That's not true actually. The Studio One way to do this is technically the same as in Cubase but more flexible.

- Add your output channels for KONTAKT in the instrument window
- Assign your tracks to channels via the inspector. That's necessary as the DAW can't know which MIDI CH is routed to which instrument output.

It's as simple as that 

But as far as I know, even Native Instruments recommends to use multiple KONTAKT instances rather than one instance with 16 instruments. The routing as well as removing single instruments is easier too.

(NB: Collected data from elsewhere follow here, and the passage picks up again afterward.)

PR #541, opened 2020-06-17
Changes alarm latching logic per conversion with Neel and Thomas

jkff:
https://github.com/RespiraWorks/VentilatorSoftware/issues/366#issuecomment-644487110

The actual alarm here is unchanged - it is still the "max pressure" alarm which is not what we need (we need a PIP alarm). But this PR changes the latching logic to be what we need.

### DIFF
--- a/gui/src/latching_alarm.h
+++ b/gui/src/latching_alarm.h
@@ -1,0 +1,78 @@
+#ifndef LATCHING_ALARM_H_
+#define LATCHING_ALARM_H_
+
+#include "chrono.h"
+#include "network_protocol.pb.h"
+
+#include <optional>
+
+// An alarm with a latching audio signal that can be silenced.
+// Has two signals: visual and audio.
+// * visual signal is non-latching: it is active when the condition is active.
+// * audio signal is latching, i.e. stays active until suppressed even if
+//   condition is not active anymore.
+// Audio can be suppressed for up to 2 minutes via Acknowledge().
+// Suppression applies to the current occurrence, i.e. it expires either after
+// 2 minutes or when the condition becomes inactive, whichever is earlier.
+// The terminology is taken from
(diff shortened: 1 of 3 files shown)


gui/src/latching_alarm.h
```diff
@@ -0,0 +1,78 @@
...
+        silenced_until_ = std::nullopt;
+        audio_state_ =
+            currently_active_ ? AudioState::BEEPING : AudioState::INACTIVE;
+      } else {
+        audio_state_ = currently_active_ ? AudioState::SILENCED
+                                         : (silenced_until_ = std::nullopt,
+                                            AudioState::INACTIVE);
+      }
+      break;
+    }
```
jlebar, line 49: Ugh, this `operator,` business is clever.

gui/src/latching_alarm.h
```diff
@@ -0,0 +1,78 @@
...
+#include "chrono.h"
+#include "network_protocol.pb.h"
+
+#include <optional>
+
+// An alarm with a latching audio signal that can be silenced.
+// Has two signals: visual and audio.
+// * visual signal is non-latching: it is active when the condition is active.
+// * audio signal is latching, i.e. stays active until suppressed even if
+//   condition is not active anymore.
```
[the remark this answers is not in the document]
jkff: I guess "visual" is a bit misleading here: you will see the alarm banner whenever anything is beeping, and the banner will tell you what's wrong and let you ACK. By "visual signal" I mean stuff like "highlighting the pressure graph and PIP reading in red".

gui/src/latching_alarm.h
jkff: Yeah this is possibly the first time I've used it in my life, but it seemed to look more readable than plain conditionals. I rewrote this quite a few times and this is the most readable form I came up with.

jlebar:
Heh, believe me I also tried to rewrite it.  :)

PR #542, opened 2020-06-17
Adds a PIP exceeded alarm and wires it with basic GUI visuals

jkff:
This is more progress towards #366 .

It is wired with the color of the pressure graph and background of the PIP measurement.

To play with this, launch the GUI and set the commanded PIP to a few units less than the measured one, they'll highlight in red.

Next step (tomorrow) will be to wire with @paulovap 's alarm banner PR.


jkff:
Thanks Justin. @paulovap - I'm gonna merge this for now, but please take a look; if you have any comments, I'm happy to address them tomorrow.

PR #3924, opened 2020-10-11
Ignore yarn.lock in shouldRunTests

JedWatson:
This ignores changes to yarn.lock in the shouldRunTests check, which should speed up CI for package bumps that only change the new packages

(e.g #3921)

### DIFF
--- a/.github/workflows/tests.yml
+++ b/.github/workflows/tests.yml
@@ -19,7 +19,7 @@ jobs:
         with:
           filters: |
             shouldRunTests:
-              - '!{{website,docs,examples,packages-next,examples-next,design-system}/**,**/*.md}'
+              - '!{{website,docs,examples,packages-next,examples-next,design-system}/**,**/*.md,yarn.lock}'
       - run: echo "::set-env name=SHOULD_RUN_TESTS::$SHOULD_RUN"
         if: github.event_name == 'pull_request'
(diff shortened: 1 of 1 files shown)


mitchellhamilton:
We can't do this yarn.lock changes could _definitely_ break things.

JedWatson:
@mitchellhamilton 💯 it sure could. But what's the chance that we merge a PR that only changes yarn.lock without also changing any other files in the codebase that would trigger the tests?

I can think of an edge case where we have a PR that _only_ resets the `yarn.lock` and that would skip the tests... which, fair, is something we could do. But to my memory we've never done that, and I didn't change the auto approval paths so it wouldn't get past us anyway.

On a side note I think it probably is worth doing a yarn.lock refresh sometime... but we can roll this back for that since we'd want it to go through CI. 

Given the specific goal of streamlining CI for isolated -next package dep bumps (as per how isolated code changes work), what's the concern?

Is there a loop hope I've missed?

JedWatson:
Hah so just after I wrote that comment I noticed #3805.

So that's a bit of a smack down to my theory 🙂

timleslie:
Yeah, we 💯 can't do this, the tests are the one thing that gives us any feedback at all as to whether or not a yarn.lock change is safe or not.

But there are reasons for both ways. Fortunately both work


----------



## easyrider (Jun 30, 2020)

Lukas said:


> That's not true actually. The Studio One way to do this is technically the same as in Cubase but more flexible.
> 
> - Add your output channels for KONTAKT in the instrument window
> - Assign your tracks to channels via the inspector. That's necessary as the DAW can't know which MIDI CH is routed to which instrument output.
> ...




I'll check it out cheers


----------



## Phillip Dixon (Jul 2, 2020)

.


----------



## muziksculp (Jul 2, 2020)

We might finally get to meet Studio One Pro 5 on July 7th, 2020


----------



## Jackdaw (Jul 2, 2020)

muziksculp said:


> We might finally get to meet Studio One Pro 5 on July 7th, 2020



Where did you get this info/rumor ?

EDIT: Ah, it's mentioned in that video? Didn't watch it yet


----------



## Mucusman (Jul 2, 2020)

I could be totally off base, but I wonder if it isn't a Presonus branded keyboard controller... perhaps with integration with Studio One 5. This was one of the more enjoyable teasers I've seen; well done, Presonus. Not getting my hopes up for anything, though, as some of Presonus' media efforts have over-promised in the past.


----------



## Robert Kooijman (Jul 3, 2020)

Long time Cubase user here, switched to Studio One as it offers an IMO more intuitive workflow & GUI.


----------



## Will Wilson (Jul 3, 2020)

I used Studio One v2 all the way up to v4 when I was on PC (I got a NFR copy of v2 so was cheap to upgrade as new versions came out). For audio stuff it's great but as started to do more and more complicated and detailed things with Midi it started to get frustrating (Kontakt hated it and every-time I wanted to exit S1 I would have to force quit).

When I went back to a Mac I stopped using it all together in favour of LPX.


----------



## muziksculp (Jul 3, 2020)




----------



## Lukas (Jul 4, 2020)

Will Wilson said:


> For audio stuff it's great but as started to do more and more complicated and detailed things with Midi it started to get frustrating (Kontakt hated it and every-time I wanted to exit S1 I would have to force quit).


I am not aware that Kontakt hates Studio One. That must be something very specific to your system. Kontakt is my most used instrument in Studio on both Windows and Mac and I never had any issues or heard about anything like that.


----------



## rrichard63 (Jul 4, 2020)

Lukas said:


> I am not aware that Kontakt hates Studio One. That must be something very specific to your system. Kontakt is my most used instrument in Studio on both Windows and Mac and I never had any issues or heard about anything like that.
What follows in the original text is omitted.